▸ Your goal: Across the data below, how many lines have the word "value" in them? Give the number and nothing else.

+--

PR #4901, opened 2018-08-27
[Slider] Allow for different thumb radiuses for different states

### LINKED ISSUE #4883: [Slider] Support different Thumb radius for UIControlState
## Feature Request/Suggestion

The MDCSlider thumb should support changing size (radius) for each UIControlState value.

For example:
* Disabled: 2 points
* Normal: 6 points
* Selected: 10 points

---
#### Internal data
- Associated internal bug: [b/117176821](http://b/117176821)

codeman7:
This change allows clients to set different thumb radiuses for all different `UIControlState`s. This will match the existing API for trackTickColor, trackFillColor, trackBackgroundColor as well as some other properties.

Closes #4883

### DIFF
--- a/components/Slider/src/MDCSlider.h
+++ b/components/Slider/src/MDCSlider.h
@@ -194,6 +194,7 @@ IB_DESIGNABLE
  The radius of the cursor (thumb).
 
  Default value is 6 points.
+ @note Has no effect if @c statefulAPIEnabled is @c YES.
  */
 @property(nonatomic, assign) CGFloat thumbRadius UI_APPEARANCE_SELECTOR;
 
--- a/components/Slider/src/MDCSlider.h
+++ b/components/Slider/src/MDCSlider.h
@@ -191,14 +191,6 @@ IB_DESIGNABLE
 @property(nonatomic, strong, nullable) UIColor *inkColor;
 
 /**
- The radius of the cursor (thumb).
-
- Default value is 6 points.
- @note Has no effect if @c statefulAPIEnabled is @c YES.
- */
-@property(nonatomic, assign) CGFloat thumbRadius UI_APPEARANCE_SELECTOR;
-
-/**
  The elevation of the cursor (thumb).
 
  Default value is MDCElevationNone.
@@ -316,6 +308,15 @@ IB_DESIGNABLE
 @property(nonatomic, assign, getter=isThumbHollowAtStart) BOOL thumbHollowAtStart;
 
 #pragma mark - To be deprecated
+
+/**
+ The radius of the cursor (thumb).
+
+ Default value is 6 points.
+ @note This API is planned for deprecation. Use @c setThumbRadius:forState: instead.
+ @note Has no effect if @c statefulAPIEnabled is @c YES.
+ */
+@property(nonatomic, assign) CGFloat thumbRadius UI_APPEARANCE_SELECTOR;
 
 /**
  The color of the cursor (thumb) and track while the slider is disabled.
--- a/components/Slider/src/MDCSlider.h
+++ b/components/Slider/src/MDCSlider.h
@@ -171,8 +171,9 @@ IB_DESIGNABLE
 
  @param thumbRadius The radius of the thumb.
  @param state The state of the slider.
+ @note If a negative value is passed the absolute value will be used.
  */
-- (void)setThumbRadius:(CGFloat)thumbRadius forState:(UIControlState)state;
+- (void)setThumbRadius:(float)thumbRadius forState:(UIControlState)state;
 
 /**
  Returns the thumb radius associated with the specified state.
@@ -181,7 +182,7 @@ IB_DESIGNABLE
  @returns The thumb radius for the specified state. If no radius has been set for the specific
           state, this method returns the radius associated with the @c UIControlStateNormal state.
  */
-- (CGFloat)thumbRadiusForState:(UIControlState)state;
+- (float)thumbRadiusForState:(UIControlState)state;
 
 /**
  The color of the Ink ripple.
--- a/components/Slider/src/MDCSlider.h
+++ b/components/Slider/src/MDCSlider.h
@@ -173,7 +173,7 @@ IB_DESIGNABLE
  @param state The state of the slider.
  @note If a negative value is passed the absolute value will be used.
  */
-- (void)setThumbRadius:(float)thumbRadius forState:(UIControlState)state;
+- (void)setThumbRadius:(double)thumbRadius forState:(UIControlState)state;
 
 /**
  Returns the thumb radius associated with the specified state.
@@ -182,7 +182,7 @@ IB_DESIGNABLE
  @returns The thumb radius for the specified state. If no radius has been set for the specific
           state, this method returns the radius associated with the @c UIControlStateNormal state.
  */
-- (float)thumbRadiusForState:(UIControlState)state;
+- (double)thumbRadiusForState:(UIControlState)state;
 
 /**
  The color of the Ink ripple.
--- a/components/Slider/src/MDCSlider.h
+++ b/components/Slider/src/MDCSlider.h
@@ -162,28 +162,6 @@ IB_DESIGNABLE
 - (nullable UIColor *)backgroundTrackTickColorForState:(UIControlState)state;
 
 /**
- Sets the thumb radius to use for the specified state.
-
- In general, if a property is not specified for a state, the default is to use the @c
- UIControlStateNormal value. If the @c UIControlStateNormal value is not set, then the property
- defaults to a default value. Therefore, at a minimum, you should set the value for the normal
- state.
-
- @param thumbRadius The radius of the thumb.
- @param state The state of the slider.
- */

+--

▸ Exercise answer: 9